Exhibit two is Los Angeles. Mr. Vargas complains rightly about the Commission’s preference for uniting wealthy areas with working class area in ways that dilute Latino opportunities. They do this all throughout Southern California, and a good example is the new Congressional District that runs from Pasadena to Diamond Bar, communities that have never been in the same district. The incumbent in this area is Congresswoman Judy Chu, an Asian American, who took the former Latino seat held by Hilda Solis when she became Labor Secretary in 2009.

The district was historically Latino and Chu won it fair and square in 2009 and held it easily in 2010. But the Commission decided it needed to destroy the Latino base of this seat and unite disparate Asian American communities into a crazy quilt gerrymander that runs around Latino neighborhoods. What criteria tells this Commission it must dilute Latinos because a Latino district has an Asian American incumbent?

Perhaps most disturbing in Los Angeles is the lack of any sense of history in forming the Latino districts. The Commission is not supposed to consider incumbent homes in drawing the districts, but they should consider the historical minority areas. Their plan combines the current districts held by Congresswoman Lucille Roybal Allard and Congressman Xavier Becerra. These are senior members of Congress, so by combining their districts not only do they weaken California’s clout in Congress, they gravely weaken Latino clout in Congress.
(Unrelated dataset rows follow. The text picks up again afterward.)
PR #205, opened 2017-09-09
adding wlan_monitor

### LINKED ISSUE #203: [cob_monitoring] reanimate wifi monitor
@ipa-bnm do you remember the terminal command we used to get the signal quality?

 additionally to the signal quality it would be good to have the MAC of the currently used access point.

fmessmer:
fixes #203

### DIFF
--- a/cob_monitoring/src/cpu_monitor.py
+++ b/cob_monitoring/src/cpu_monitor.py
@@ -17,7 +17,6 @@
 
 from __future__ import with_statement, print_function
 
-import traceback
 import sys, os, time
 import subprocess
 import string
@@ -188,7 +187,7 @@ class CPUMonitor():
         except Exception, e:
             diag_level = DiagnosticStatus.ERROR
             diag_msgs = [ 'IPMI Exception' ]
-            diag_vals = [ KeyValue(key = 'Exception', value = traceback.format_exc()) ]
+            diag_vals = [ KeyValue(key = 'Exception', value = str(e)()) ]
 
         return diag_vals, diag_msgs, diag_level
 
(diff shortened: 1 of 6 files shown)


benmaidel:
This will not work. We need to read the stats from the router and not from the pc where the node is running.

fmessmer:
@benmaidel 
I decided to implement the node in a way that it can be used both for localhost as well as via ssh
(localhost will be helpful once we activate wlan on the new NUCs...)

I also squashed to hide the password :stuck_out_tongue_winking_eye: 


the node only sets the diagnostics level to ERROR in case of an exception, i.e. if not configured correctly
while running it only adds the info as KeyValues pairs...
this will help to have an idea about WLAN status during logfile/bagwatch debugging

fmessmer:
screenshot from 2018-07-11 09-42-56



for some reason, I was not able to connect the wlan_monitor to the router (10.4.2.1) from cob4-2 - neither with user+password nor with ssh-copy-id....both times, I get "Authentication failed"...

needs more testing with the paramiko ssh API

cob_monitoring/src/cpu_monitor.py
```diff
@@ -223,10 +222,10 @@ def check_core_temps(self):
                             diag_vals.append(KeyValue(key = 'Temp '+dev[0], value = str(temp)))
 
                             if temp >= self._core_temp_error:
-                                diag_level = max(diag_level, DiagnosticStatus.ERROR)
+                                diag_level = max(diag_level, DiagnosticStatus.OK) #do not set ERROR
                                 diag_msgs.append('CPU Hot')
                             elif temp >= self._core_temp_warn:
-                                diag_level = max(diag_level, DiagnosticStatus.WARN)
+                                diag_level = max(diag_level, DiagnosticStatus.OK) #do not set WARN
```
fmessmer, line 228: @floweisshardt FYI

fmessmer:
running on paul-unity
tested with paul-hh/-ingolstadt

PR #217, opened 2018-02-14
enable setting textsize for visualization of navigation goals

HannesBachter:
- fixes nothing
 - no new source code files added


floweisshardt (changes requested):
better solution to temporarily enlarge the textsize is to use dynamic reconfigure. This way we do not need to touch the bringup structure or kill/restart

fmessmer:
:+1: for dynamic_reconfigure

fmessmer:
tested with navgoal_teacher...works like a charm...
@HannesBachter @ipa-fmw

floweisshardt (approved):

PR #225, opened 2018-07-08
[WIP] parallel auto recover

### LINKED ISSUE #224: autorecover parallel service calls
autorecover waits for the recover service on every component. If one component is not available the others will never be recovered/initialized.
Just call the services via sss with the blocking=false param and collect the handle's. When every component is recovered, check all collected handel's for success.

@fmessmer FYI

fmessmer:
fixes #224 

~~not tested yet~~
testing on cob4-19

### DIFF
--- a/cob_helper_tools/scripts/auto_init.py
+++ b/cob_helper_tools/scripts/auto_init.py
@@ -27,7 +27,7 @@ class AutoInit():
 
   def __init__(self):
     self.components = rospy.get_param('~components', {})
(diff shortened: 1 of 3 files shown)


fmessmer:
does not work yet, but stopped due to low priority

problems is described in https://github.com/ipa320/cob_command_tools/issues/224#issuecomment-404181779

fmessmer:
not needed anymore

PR #227, opened 2018-07-20
new trajectory point time calculation

### LINKED ISSUE #226: [script_server] allow to specify vel and acc for each movement
currently `sss.move` gets vel and acc from the parameter for each movement. If you like to use different vel and acc you need to `set param`, `move` and `reset param`.

an enhancement would be to enable setting vel and acc in the sss.move command directly. This needs an API update of sss.move.

CAUTION: an API update will also influence command_gui (knoeppkes)

HannesBachter:
fixes #226 

- improves sss trajectory calculation with ramp profile.
- introduces acc parameter for calculating profile

### DIFF
--- a/cob_script_server/src/simple_script_server/simple_script_server.py
+++ b/cob_script_server/src/simple_script_server/simple_script_server.py
@@ -549,6 +549,13 @@ class simple_script_server:
 		else:
 			default_vel = rospy.get_param(param_string)
 
+		param_string = self.ns_global_prefix + "/" + component_name + "/default_acc"
+		if not rospy.has_param(param_string):
+			rospy.logwarn("parameter %s does not exist on ROS Parameter Server, using default of 0.1 [rad^2/sec].",param_string)
+			default_acc = 1.0 # rad^2/s
+		else:
+			default_acc = rospy.get_param(param_string)
+
 		for point in traj:
 			point_nr = point_nr + 1
 			point_msg = JointTrajectoryPoint()
@@ -564,7 +571,7 @@ class simple_script_server:
 
 			# use hardcoded point_time if no start_pos available
 			if start_pos != []:
-				point_time = self.calculate_point_time(component_name, start_pos, point, default_vel)
+				point_time = self.calculate_point_time(component_name, start_pos, point, default_vel, default_acc)
 			else:
 				point_time = 8*point_nr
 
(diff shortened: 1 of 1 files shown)


cob_script_server/src/simple_script_server/simple_script_server.py
```diff
@@ -574,10 +581,27 @@ def compose_trajectory(self, component_name, parameter_name):
 			traj_msg.points.append(point_msg)
 		return (traj_msg, 0)
 
-	def calculate_point_time(self, component_name, start_pos, end_pos, default_vel):
+	def calculate_point_time(elf, component_name, start_pos, end_pos, default_vel, default_acc):
```
fmessmer: type: `elf` -> `self`

cob_script_server/src/simple_script_server/simple_script_server.py
```diff
@@ -574,10 +581,27 @@ def compose_trajectory(self, component_name, parameter_name):
...
+				t2 = s2 / default_vel
+				t = 2 * t1 + t2
+			else:
+				# without constant velocity phase (only acc and dec)
+				# 1st phase: accelerate from v=0 to v=default_vel with a=default_acc in t=t1
+				# 2nd phase: missing because distance is to short (we already reached the distance with the acc and dec phase)
+				# 3rd phase: decceleration (analog to 1st phase)
+				t = math.sqrt(d_max / default_acc)
+			point_time = max(t, 0.4)	# use minimal point_time
+			print point_time
```
fmessmer: remove the `print` output

fmessmer (changes requested):
has this been tested on robot?

cob_script_server/src/simple_script_server/simple_script_server.py
fmessmer: also, if you would set a default value for `default_acc` in the function header (`default_acc=1.0`) it won't be a API-change...

cob_script_server/src/simple_script_server/simple_script_server.py
floweisshardt: done in https://github.com/ipa320/cob_command_tools/pull/227/commits/c44d4450ea11ae3ff399ec458251f25fb1553d95

cob_script_server/src/simple_script_server/simple_script_server.py
floweisshardt: `calculate_point_time` is only used internally (not in external sss API), thus I removed the default again because `vel` doesn't have a default either

floweisshardt (approved):

fmessmer (approved):
has been running on `cob4-19` for a while now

Does that make any sense?

Congresswoman Roybal Allard is the daughter of the legendary Latino political pioneer Edward Roybal, the first Latino elected to major office in Los Angeles County, more than sixty years ago, and the first California Latino member of Congress, elected in 1962. The Almanac of American Politics describes this district very well: “An emblem of the entry level Latino neighborhoods of the nation’s second largest city, the places where many immigrants come to find a cheap place to live, doubling and tripling up with other families.” The district also includes Boyle Heights, “once an entry level of Irish and Jewish immigrants.”

This embryo from which grew Latino political power in Southern California no longer exists in the Commission’s plan. It is no wonder that one analysis circulating these days shows that number of heavily Latino “majority-minority” legislative and Congressional districts actually decreases under their plan. That is an incredible accomplishment, and one this Commission should not be proud of.